A Comprehensive Numerical Study of the Effect of Hybrid Reinforcement of Fiber Sizing on the Transverse Elastic Modulus of Polymeric Nanocomposites

Abstract

One of the most critical degradation modes in polymeric composites is fiber–matrix debonding. Therefore, utilizing nanoparticles in the fiber sizing instead of dispersing nanoparticles in the matrix as a traditional method could postpone the separation of fibers from the matrix. Covering of fibers during the production process is called sizing. The present study simulates two three-dimensional representative volume elements (RVEs) to predict the transverse elastic modulus of the glass/epoxy composite. The sizing region in the RVEs, provided in Abaqus software, is simulated with both homogeneous and heterogeneous mechanical properties. Then the numerical models are validated using the available numerical and experimental data. Furthermore, the Mori–Tanaka, Halpin–Tsai, and random distribution methods are employed to calculate equivalent properties for the nanoparticle-reinforced sizing, which are used for the sizing region of the RVEs to predict the transverse elastic modulus of the four-phase glass/epoxy composite. Compared to the available experimental data, the random distribution method is a more accurate procedure to predict the transverse Young’s modulus.
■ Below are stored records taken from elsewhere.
PR #13784, opened 2018-10-30
Move getDisplayMedia to MediaDevices

youennf:
Tests for PR https://github.com/w3c/mediacapture-screen-share/pull/86

### DIFF
--- a/screen-capture/getdisplaymedia.https.html
+++ b/screen-capture/getdisplaymedia.https.html
@@ -1,13 +1,15 @@
 <!doctype html>
 <meta charset=utf-8>
-<title>RTCDTMFSender.prototype.insertDTMF</title>
+<title>getDisplayMedia</title>
 <script src="/resources/testharness.js"></script>
 <script src="/resources/testharnessreport.js"></script>
 <script>
   'use strict';
+test(() => {
+  assert_idl_attribute(navigator.mediaDevices, 'getDisplayMedia');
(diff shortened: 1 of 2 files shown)


interfaces/screen-capture.idl
```diff
@@ -3,7 +3,7 @@
 // (https://github.com/tidoust/reffy-reports)
 // Source: Screen Capture (https://w3c.github.io/mediacapture-screen-share/)
 
-partial interface Navigator {
+partial interface MediaDevices {
```
lukebjerring: @foolip - (assuming this change has been made to the spec), this IDL change will be scraped at a later date, but is it still better to bundle it here with the changing tests to keep them behaving as expected?

foolip: The change matches https://github.com/w3c/mediacapture-screen-share/pull/86 which hasn't been merged yet, but I think it's fine to merge spec and test update together like this. It can result in some confusion if a PR is created to revert the change due to slower propagation of the spec changes through reffy-reports, but we should just fix our tooling if it keeps happening.

youennf: spec PR was merged, let's merge this one too.

alvestrand:
Redundant with https://github.com/web-platform-tests/wpt/pull/13855 - let's see if there's anything left to merge after that one lands.

alvestrand (approved):
The move itself has been done by another PR, but the remaining updates are good stuff.
Approving and merging.

PR #13789, opened 2018-10-30
Make Server-Timing tests more resilient

cvazac:
Per spec, the performance timeline is not guaranteed to have entries for blocking resources during `load` callbacks - which has led to intermittent failures. Adding `setTimeout` of zero should clean those up.


server-timing/server_timing_header-parsing.https.html
```diff
@@ -7,7 +7,8 @@
 <head>
     <meta charset='utf-8' />
     <script src="/resources/testharness.js"></script>
-    <script src='/resources/testharnessreport.js'></script>
+    <script src="/resources/testharnessreport.js"></script>
+    <script src="/common/performance-timeline-utils.js"></script>
```
yoavweiss: Including this once seems enough :)

yoavweiss (approved):
LGTM % nit

server-timing/server_timing_header-parsing.https.html
cvazac: whoops! thx - fixed.

common/performance-timeline-utils.js
```diff
@@ -42,3 +42,10 @@ function test_entries(actualEntries, expectedEntries) {
     }
   })
 }
+
+function delayedLoadListener(callback) {
+  window.addEventListener('load', function() {
+    // TODO(cvazac) Remove this setTimeout when spec enforces sync entries.
```
gsnedders: Can you file a bug for this to track it?

cvazac: https://github.com/web-platform-tests/wpt/issues/13874

PR #13795, opened 2018-10-30
Enable unified plan by default for Chrome Dev

foolip:
As documented in https://webrtc.org/web-apis/chrome/unified-plan/.

The plan is to enable this by default in Chrome 72, which is the current Chrome
Dev version. Enabling it now will make wpt.fyi more accurate reflect the likely
status of Chrome 72. (It's expected this will cause more tests to pass.)

### DIFF
--- a/tools/wpt/run.py
+++ b/tools/wpt/run.py
@@ -264,6 +264,7 @@ class Chrome(BrowserSetup):
         if kwargs["browser_channel"] == "dev":
             logger.info("Automatically turning on experimental features for Chrome Dev")
             kwargs["binary_args"].append("--enable-experimental-web-platform-features")
+            # TODO(foolip): remove after unified plan is enabled on Chrome stable
             kwargs["binary_args"].append("--enable-features=RTCUnifiedPlanByDefault")
 
         # Allow audio autoplay without a user gesture.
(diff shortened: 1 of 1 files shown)


foolip:
Bah, racing with @wpt-pr-bot for reviewer assignment. I'll add back.

Hexcles (approved):
LGTM

Nit: please add a TODO to remove this when Chrome 72 becomes stable.

henbos (approved):
LGTM!

foolip:
I've added a TODO!

foolip:
The Taskcluster run for this is finished: https://tools.taskcluster.net/groups/dH86-aNxSTKOHx9iERDEQQ

@Hexcles, what's the expected delay from a finished run to seeing it in wpt.fyi? (I don't see it yet.)

foolip:
@lukebjerring, crazy idea, but when we have a custom status check, we could update it post merging to also point to a diff between the full runs :) That's the view I'm trying to find manually now.

Hexcles:
@foolip https://wpt.fyi/results/?product=chrome&max-count=2&diff

foolip:
Neat! @henbos is that about what you expected?

lukebjerring:
No, that's not a crazy idea at all. Might even be a good starting place for the status check.

foolip:
Removed again in https://github.com/web-platform-tests/wpt/pull/15672.

PR #13799, opened 2018-10-30
Remove ES6 construct from WebDriver element click center point tests

jimevans:
Older user agents (read: "Internet Explorer") do not support the
ES6 "fat arrow" construct. Changing the test event handler to the
older function-based syntax.


whimboo (approved):
Sorry, that this happened again. The change looks fine.

andreastt:
So I don’t feel particularly sorry about landing a change that passes CI. If we want to block changes that don’t work in IE, I’m sorry to say IE needs to be added to CI.

PR #13802, opened 2018-10-30
Use `test-jobs --includes` to simplify tools/ci/ scripts

foolip:


lukebjerring (approved):
Looks reasonable. Merge if you've verified it locally.

foolip:
The way I can tell this works is from https://travis-ci.org/web-platform-tests/wpt/builds/448613710, that some jobs were run and that some were not, and in particular that tools/ unittests ran.

PR #13809, opened 2018-10-31
Adds Self Describing section to rendering docs

### LINKED ISSUE #5294: Additional hyperlinks
Originally posted as https://github.com/gsnedders/wpt-docs/issues/11 by @frivoal on 09 Jan 2017, 01:49 UTC:

> Once #10 is solved, it would be good for the [be-self-describing](https://gsnedders.github.io/wpt-docs/writing-tests/general-guidelines#be-self-describing) section to link to these guidelines.

akansha2608:
Fixes #5294

### DIFF
--- a/docs/_writing-tests/rendering.md
+++ b/docs/_writing-tests/rendering.md
@@ -13,7 +13,6 @@ given test passed or not.
 
 Tests should make it obvious when they pass and when they fail. It shouldn't be necessary to consult the specification to figure out whether a test has passed of failed.
 
-
 ## Indicating success
 
 Success is largely indicated by the color green; typically in one of
--- a/docs/_writing-tests/rendering.md
+++ b/docs/_writing-tests/rendering.md
@@ -9,7 +9,7 @@ these are especially using for [visual][] tests which need to be manually
 judged and following common patterns makes it easier to correctly tell if a
 given test passed or not.
 
-## Make Tests Self-Describing
+## Make tests self-describing
 
 Tests should make it obvious when they pass and when they fail. It shouldn't be necessary to consult the specification to figure out whether a test has passed of failed.
 
--- a/docs/_writing-tests/rendering.md
+++ b/docs/_writing-tests/rendering.md
@@ -93,4 +93,3 @@ colors!
 [visual]: {{ site.baseurl }}{% link _writing-tests/visual.md %}
 
 [ref-filled-green-100px-square]: https://github.com/w3c/csswg-test/blob/master/reference/ref-filled-green-100px-square.xht
-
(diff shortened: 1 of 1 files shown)


docs/_writing-tests/rendering.md
```diff
@@ -84,8 +84,14 @@ Obviously, none of this can be taken as absolute rules, as testing of
 color-related functionality will necessitate using some of these
 colors!
 
+## Self Describing
+
+Tests should described the situations when they and when they fail. Read more about it [here][].
+
```
sideshowbarker:
```
+ Tests should should make it obvious when they pass and when they fail. Read more about it [here][].
```

I suggest change that wording to this:

*Tests should make it obvious when they pass and when they fail. It shouldn't be necessary to consult the specification to figure out whether a test has passed of failed.*

…and completely remove the *Read more about it [here][]* part — because those two sentences above are the entire verbatim contents of what’s at https://github.com/web-platform-tests/wpt/blob/master/docs/_writing-tests/general-guidelines.md#be-self-describing (so the guidance is short enough to be copied over to here entirely, so there’d no longer be any need to link to the other file).

And to be clear, IMHO at least it’s not bad to have the exact same text verbatim in two places in the docs. It’s all about context and providing readers with useful information at any point of use where they might need it — and readers might have use for the same information in multiple places.

sideshowbarker (changes requested):

docs/_writing-tests/rendering.md
```diff
@@ -84,8 +84,14 @@ Obviously, none of this can be taken as absolute rules, as testing of
 color-related functionality will necessitate using some of these
 colors!
 
+## Self Describing
```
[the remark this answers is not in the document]
championshuttler: Done. :100:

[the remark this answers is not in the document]
akansha2608: Hi @sideshowbarker thanks for the suggestions, made the requested changes

docs/_writing-tests/rendering.md
akansha2608: That makes sense to me. Thank you.
Made the requested changes.

Please take a look.

docs/_writing-tests/rendering.md
```diff
@@ -9,6 +9,10 @@ these are especially using for [visual][] tests which need to be manually
 judged and following common patterns makes it easier to correctly tell if a
 given test passed or not.
 
+## Make Tests Self-Describing
```
sideshowbarker:
```
+ ## Make Tests Self-Describing
```

One final request: Change this so that only the first word of the heading is capitalized:

    ## Make tests self-describing

…because that’s the heading style used in the rest of this file (and I think throughout the rest of the docs.

(Sorry I should have caught that initially…)

sideshowbarker (changes requested):

docs/_writing-tests/rendering.md
akansha2608: Sorry my bad i should also kept in mind.

Fixes now though :smile:

sideshowbarker (approved):
Thanks!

Finally, with the assistance of the random distribution method, nanoparticles with different dimensions or even types are dispersed in the sizing region. In fact, carbon nanofibers (CNFs) and silica (SiO₂) nanoparticles are simultaneously distributed in the sizing with various dimensions to predict the overall transverse elastic modulus of the composite. Once again, these nanoparticles are modeled in the sizing region with specific measurements. Besides, the results for all of the states are compared.